# I miss my old life



## aaronraines (Oct 8, 2010)

I’m sitting in a hotel room outside NYC thinking about my life, and the choices I’ve made that have landed me where I am now. I am not camping, living out of my car and kayaking every day. I am not surrounded by the people who make me the happiest and who I trust my life with. I am not tending bar or waiting tables, nor am I participating in the occasional safety meeting here and there. I am not living in the moment and I am not carefree. I have entered the corporate white colored world of business meetings, conference calls, and expense reports. 

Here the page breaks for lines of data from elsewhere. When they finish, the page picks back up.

Issue #1029, opened 2025-01-09
Use Obsidian link instead of URL link in vault QA


LingJingMaster:
I propose that the Source feature in the application uses the native Obsidian Wikilink syntax [[name]] instead of the current [name](obsidian:vault) format. This change aligns with Obsidian’s native syntax and improves compatibility and readability for users accustomed to working directly within the Obsidian environment.

LingJingMaster:
The Regex：`\[(.*?)\]\(obsidian:\/\/[^\)]+\)`will be a good choice

logancyang:
@LingJingMaster Thanks for the suggestion! I was already looking into this a bit https://github.com/logancyang/obsidian-copilot/issues/764

The current markdown rendering doesn't render clickable wikilinks `[[]]` correctly. If anybody knows how to render clickable Wikilinks please let me know. The code is in `ChatSingleMessage` component, first time contributor welcome!

wwjCMP:
I think it's best to keep the current situation, otherwise, when preserving the conversation, a large number of invalid double links will be introduced.

iinkov:
https://github.com/logancyang/obsidian-copilot/pull/1153
Perhaps this is the fix

iinkov:
Ah, I see the issue now. In any case, it is better to have the links clickable in the chat response than shortened in the copied note.
Perhaps the right approach is to replace all links with the wikilink format during copying.

PR #1153, opened 2025-02-02
fix: Use [title](url) format for note titles

iinkov:
Make internal note links clicable in chat response
https://github.com/logancyang/obsidian-copilot/issues/1029?utm_source=chatgpt.com

### DIFF
--- a/src/components/chat-components/ChatSingleMessage.tsx
+++ b/src/components/chat-components/ChatSingleMessage.tsx
@@ -105,7 +105,7 @@ const ChatSingleMessage: React.FC<ChatSingleMessageProps> = ({
       );
 
       const clickable = (file: TFile) =>
-        `[${file.name}](obsidian://open?vault=${encodeURIComponent(app.vault.getName())}&file=${encodeURIComponent(file.name)})`;
+        `[${file.name}](obsidian://open?vault=${encodeURIComponent(app.vault.getName())}&file=${encodeURIComponent(file.path)})`;
       // Transform [[link]] format but exclude ![[]] image links
       const noteLinksProcessed = replaceLinks(
         noteImageProcessed,
--- a/src/components/chat-components/ChatSingleMessage.tsx
+++ b/src/components/chat-components/ChatSingleMessage.tsx
@@ -7,7 +7,7 @@ import { cn } from "@/lib/utils";
 import { ChatMessage } from "@/sharedState";
 import { insertIntoEditor } from "@/utils";
 import { Bot, User } from "lucide-react";
-import { App, Component, MarkdownRenderer } from "obsidian";
+import { App, Component, MarkdownRenderer, TFile } from "obsidian";
 import React, { useCallback, useEffect, useRef, useState } from "react";
 
 function MessageContext({ context }: { context: ChatMessage["context"] }) {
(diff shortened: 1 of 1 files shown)


src/constants.ts
```diff
@@ -13,7 +13,7 @@ export const DEFAULT_SYSTEM_PROMPT = `You are Obsidian Copilot, a helpful assist
   4. If the user mentions "@vault", it means the user wants you to search the Obsidian vault for information relevant to the query. The search results will be provided to you in the context. If there's no relevant information in the vault, just say so.
   5. If the user mentions any other tool with the @ symbol, check the context for their results. If nothing is found, just ignore the @ symbol in the query.
   6. Always use $'s instead of \\[ etc. for LaTeX equations.
-  7. When showing note titles, use [[title]] format and do not wrap them in \` \`.
+  7. When showing note titles, use [title](url) format and do not wrap them in \` \`.
```
logancyang: Have you tested this? Does it work for you? I don't see how the model can get the `url` from anywhere.

src/constants.ts
```diff
@@ -13,7 +13,7 @@ export const DEFAULT_SYSTEM_PROMPT = `You are Obsidian Copilot, a helpful assist
   4. If the user mentions "@vault", it means the user wants you to search the Obsidian vault for information relevant to the query. The search results will be provided to you in the context. If there's no relevant information in the vault, just say so.
   5. If the user mentions any other tool with the @ symbol, check the context for their results. If nothing is found, just ignore the @ symbol in the query.
   6. Always use $'s instead of \\[ etc. for LaTeX equations.
-  7. When showing note titles, use [[title]] format and do not wrap them in \` \`.
+  7. When showing note titles, use [title](obsidian://open?file=FILENAME) format and do not wrap them in \` \`.
```
logancyang: Again, have you tested this? Can you please show an example with this system prompt, what does it really return in the response.

logancyang:
I don't think hardcoding system prompt is the best way to solve this. The ideal solution is to modify the md renderer directly.

src/constants.ts
iinkov: It was hallucinating a lot, I changed it to this `[title](obsidian://open?file=FILENAME)`
Let me play with it for a week

src/constants.ts
iinkov: this is response

```
There is no note titled "My Note for Logan". There is a note titled [My Note](obsidian://open?file=My%20Note), but it is not specifically for Logan.

Sources:
```

iinkov: Yes I tested it with gemini

iinkov:
> I don't think hardcoding system prompt is the best way to solve this. The ideal solution is to modify the md renderer directly.

Yes, you are right. I did it in VaultQAChainRunner this time. However, it returns different formats of links. Perhaps some additional regex will need to be added. To get a wikilink for copying, back conversion could be done.

logancyang:
> > I don't think hardcoding system prompt is the best way to solve this. The ideal solution is to modify the md renderer directly.
> 
> Yes, you are right. I did it in VaultQAChainRunner this time. However, it returns different formats of links. Perhaps some additional regex will need to be added. To get a wikilink for copying, back conversion could be done.

I did have something like this in the past releases and some reported that they didn't like it.

Instead of making changes to the chain runner, we should update the `ChatSingleMessage` rendering directly with a post-processing step. That ensures it is not chain-dependent. And we make it a post-processing step just to make deep links as a display fix in AI responses, when the user copy/insert it to note, it should still have `[[]]` as it was.

logancyang:
@iinkov congrats on your first PR for Copilot! Great job, I already hear positive feedback for this! 🎉

PR #1154, opened 2025-02-02
Debounce settings input

zeroliu:
Improved UX for text/number/textarea/password inputs and slider

### DIFF
--- a/src/components/ui/password-input.tsx
+++ b/src/components/ui/password-input.tsx
@@ -18,25 +18,21 @@ export function PasswordInput({
   className?: string;
 }) {
   const [showPassword, setShowPassword] = useState(false);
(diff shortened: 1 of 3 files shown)


logancyang:
How does this improve the UX?

Here's some AI-generated questions

--- 

The shift from controlled to uncontrolled components across multiple files represents a significant architectural change. While this can improve performance, it may:
- Make form validation more complex
- Make it harder to implement features that need to react to immediate value changes
- Create inconsistency in how form state is managed across the application

Recommendations:
- Add documentation about the shift from controlled to uncontrolled components
- Consider adding a prop to toggle between controlled and uncontrolled behavior for more flexibility
- Add proper cleanup for the debounce timeouts when components unmount

PR #1024, opened 2022-06-07
updated encode/decode for utf8 in cpp (behind compile flag)

MalkoVl:
UTF-8 is a base functionality for text in the application, but it works in different ways on different platform (checked only cpp and js). So, if we will encode specific text on the js target and decode it on cpp target - we will not get the original text. The same we got on cpp test for lyceum packages prepared on js.

More closely to original algorithm of encoding/decoding of UTF-8 is a cpp code. But it has two problems:
* there is no additional checks for special markers in the bytes on decoding (fixed);
* cpp used `unicode_char` type to store UTF-8 symbols (2 bytes type), but UTF-8 codes my be 3-bytes length. So, we can loos the text on decode/encode. It is not fixed and, seems, it is to much work to do that.

On js target historically becames that string symbols stored in 2 bytes type and all codes of 3 bytes length decoded (on the fly) in UTF-16 (2 bytes codes). So called, surrogate pairs. Native browsers knows that, detect that and knows how to process that. And it is in the browser/haxe native - we can fix it somehow (only to make special wrappers). So, on js we have:
* we use UTF-16 code string (not UTF-8);
* strlen, getCharCodeAt and other friends may works not correct because of surrogate pairs (1 original symbol coded with 2 surrogate symbols).

Good news:
* I added wrapper in cpp UTF-8 encode/decode to get the same string like it on the js target (encode/decode 3 bytes symbols into surrogate pairs). It is behind compiler flig `--use_utf8_js_style`;
* 3 bytes symbols we meet in the text not often and in most cases we do not feel this problem. An example of 3 bytes UTF-8 symbols is emoji.

With next commit will replace compile flag on app flag.

Also I working on js fixes - wrapper to use only UTF-8 coding (without surrogate pairs). Will push it with another PR.


platforms/common/cpp/core/STLHelpers.h
```diff
@@ -218,6 +218,11 @@ class IncrementalUtf8Parser
     bool is_complete() { return bytes == 0; }
 };
 
+// We store here compiler flag about which logic of utf8 decode we should use:
+//  false - usual way with loos real code for 3 bytes codes,
```
Eugeny48, line 222:
```suggestion
//  false - usual way with loss real code for 3 bytes codes,
```

platforms/common/cpp/core/Utf8.cpp
```diff
@@ -17,27 +17,89 @@
 #import <UIKit/UIKit.h>
 #endif
 
+// We store here compiler flag about which logic of utf8 decode we should use:
+//  false - usual way with loos real code for 3 bytes codes,
```
Eugeny48, line 21:
```suggestion
//  false - usual way with loss real code for 3 bytes codes,
```

NikitaFil (commented):
Have no remarks, LGTM.

platforms/common/cpp/core/Utf8.cpp
```diff
@@ -17,27 +17,89 @@
...
+//  true - with decoding 3 bytes codes into UTF-16 codes (pairs of 2 bytes codes).
+bool is_utf8_js_style = false;
+
 /* Character encoding */
 
-static inline int encode(uint8_t *out, uint16_t c) {
-    if (c <= 0x7F)
+static inline unsigned encode(uint16_t c, uint16_t next_c, bool is_last, uint8_t *out, int &cnt)
```
Eugeny48, line 27: It worth removing `inline`?

Eugeny48 (approved):
Where do these problems occur? On local PC when we run applications using byte runner?

platforms/common/cpp/core/Utf8.cpp
MalkoVl: Yes, `encode` function becomes a bit larger and `inline` looks not good now. Will remove it with next commit.

PR #1027, opened 2022-06-09
fixed file filtering by created user

emirbayramov:


lib/material/internal/filebrowser/material_filebrowser_internal_types.flow
```diff
@@ -22,6 +23,8 @@ export {
 			FbDropFileFn(fn : (files : [native]) -> void);
 			// allows to select several files at once
 			FbMultiSelect();
+			//filter file by created user
+			FbFileUserFilter();
```
MalkoVl, line 27: Recommended to add `userId` to support other cases of filter in future.

MalkoVl (commented):
Looks ok. Maybe we can extend this style a bit.

lib/material/internal/filebrowser/material_filebrowser_internal_types.flow
MalkoVl, line 27: Not sure about this one friend now. Is it used anywhere?

PR #1029, opened 2022-06-10
Allow to set url parameters from flow

pzotov:
Task https://trello.com/c/pMsCtuIp

Related changes in lyceum https://git.area9lyceum.com/Lyceum/lyceum/pulls/4931


yegordovganich:
I'm afraid a bit about side-effects but after discussing with Pavel, it seems we can add println in Rhapsode with warning that extra parameters set in URL thru the skin (and their values with devtrace). If @alstrup has no objections, let's merge.

PR #1036, opened 2022-06-29
Json any2json

dmitry-vlasov:


lib/formats/json/any2json.flow
```diff
@@ -0,0 +1,87 @@
...
+				[Pair("struct", JsonString(name))],
+				mapi(fields, \i, field ->
+					Pair(field, any2json(args[i]))
+				))
+			);
+		}
+	}
+}
+
+json2any(json : Json) -> flow {
```
Eugeny48, line 50: `json2any` does not produce refs, so the question is should `any2json` translate refs to values or to `JsonNull()`

Eugeny48 (approved):
LGTM

lib/formats/json/any2json.flow
dmitry-vlasov: thanks for noticing this moment, I think it may be configured with function params.

PR #1039, opened 2022-07-05
java: quit tries to wait until all threads are finished

dmitry-vlasov:


Eugeny48 (commented):
I think it will interfere with stopping the flowc server with "server-shutdown=1".

Do timers use the thread poll?

PR #1052, opened 2022-07-18
Fix "old" justify alignment for non breaking space and word joiner.

AlexandrRzz:


lib/form/paragraph3.flow
```diff
@@ -1141,6 +1152,18 @@ RenderLine(
 			} else fm
 		}
 
+		isSpaceForm = {
```
ykuzmenko73, line 1155: simplify and make function to test GhostForm, it looks like copy-paste now

ykuzmenko73 (commented):
small comments

ykuzmenko73 (approved):

PR #1054, opened 2022-07-25
Flowc add build time

dmitry-vlasov:


Eugeny48:
Flag `cpp2` does not work for me:
image

Will you add `flowc2` for Windows? How much better is `flowc2` than `flowc1`?

dmitry-vlasov:
> Flag `cpp2` does not work for me: image
> 
> Will you add `flowc2` for Windows? How much better is `flowc2` than `flowc1`?

cpp2 is a c++ target built on the base of QtByteRunner runtime. flowc2 is a flowc compiler, build with the cpp2 backend. Currently I use it as an alternative to flowc1, which doesn't depend on java backend. It is useful if I introduce significant changes of java backend, which affect runtime and compiler simultaneously so that I can't compile flowc with itself using java backend.

So, I'm not sure, that flowc2 is useful for any other purpose, except for mentioned above. Maybe it's better to exclude it from the PR.

PR #1057, opened 2022-08-02
JS: tune toString

ykuzmenko73:
It was found that toString implementation could be improved in JS, in some heavy usage scenario up to 3 times.

in master:
image

in branch:
image


ykuzmenko73:
[Educator: slow opening large modules for editing in assign action on IPad](https://trello.com/c/gTJ1pK9J/18290-educator-slow-opening-large-modules-for-editing-in-assign-action-on-ipad)

PR #1067, opened 2022-09-20
Flowc html no translate

dmitry-vlasov:


DudkevichD:
https://trello.com/c/4QaGoBQm/

DudkevichD:
Automatic translation is not working now, which is good!

tools/flowc/backends/common.flow
```diff
@@ -659,8 +660,9 @@ getFcBackendConfigs(config : CompilerConfig) {
 				htmlAdditionalScripts,
 				htmlPredefinedParams,
 				getConfigParameterDef(config.config, "working-dir", ""),
-				if (htmlManifest == "1") "manifest.json" else htmlManifest)
-			) else None();
+				if (htmlManifest == "1") "manifest.json" else htmlManifest,
+				getConfigParameterDef(config.config, "html-translate", "") == "1"
```
NikitaFil, line 664: Maybe it is better to name it "html-no-translate" to avoid confusion?

NikitaFil (approved):
Generally fine

tools/flowc/backends/common.flow
dmitry-vlasov: Option is renamed to 'html-no-translate', default value is 1.

PR #1068, opened 2022-09-22
sys: exception.flow is added

dmitry-vlasov:


Eugeny48:
I think it's unnecessary and even harmful in flow.

dmitry-vlasov:
> 

Can you please explain, why do you suppose exceptions unnecessary and even harmful?

>

Eugeny48:
Because flow is a functional programming language, functional languages avoid exceptions.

Like a movie real playing in my mind, over and over, sitting in my kayak in an eddy, facing up stream. Eyes closed, I’ve memorized the rapid, each move, each hazard, what line I need to have. My heart beats fast. I breathe in through my nose, out through my mouth. My prayers consist not of safe passage, but of gratitude for the experiences I’ve been fortunate to have on planet earth; the good, the bad, even the ugly. What seems like four or five lifetimes of adventure, I appreciate every last one and the incredible people I’ve met along the way. Kayaking is not a hobby for me but a way I choose to live my life. She is not conniving or scandalous and she commands respect. She is always there when you need her. She is challenging, loyal, sexy, charismatic and electric. She is encompasses everything that is genuine, sincere, and real. I respect her more than I respect myself. She is the doorway to an incredible life and I love her for that. 

I miss my old life.


----------



## caspermike (Mar 9, 2007)

Aaron broseph we need to boat again at least you do, its on me man lets fin go...


----------



## mania (Oct 21, 2003)

That was well said Aaron. I miss my old raft guiding life but not my old income. Weekend warrioring has its merits. Make the best of the situation you are in.


----------



## Gremlin (Jun 24, 2010)

Life evolves and revolves. Don't give up hope. You can change direction at any time. I knew I was on a path that would not allow me to enjoy life and work to make a living so I gave up the career, the comfortable home, the nearby family, and moved with less than $1000 to my name. This was one month after getting married (my wife was on board and the $1000 was mostly "wedding gifts" mailed to us when our families learned we eloped). I had a short list of things I felt I would really need in a new place. The biggest was a feeling of belonging to a community. After living my entire life in the Chicago area, I never felt like I had "neighbors". When I moved to New Castle, Colorado, I didn't know anything about rafting, mountain biking, skiing, or windsurfing. I'd never camped in wilderness. I remember the guy next door introducing me to a guy a few blocks away who could rebuild the starter for my Gremlin and sharing a beer. 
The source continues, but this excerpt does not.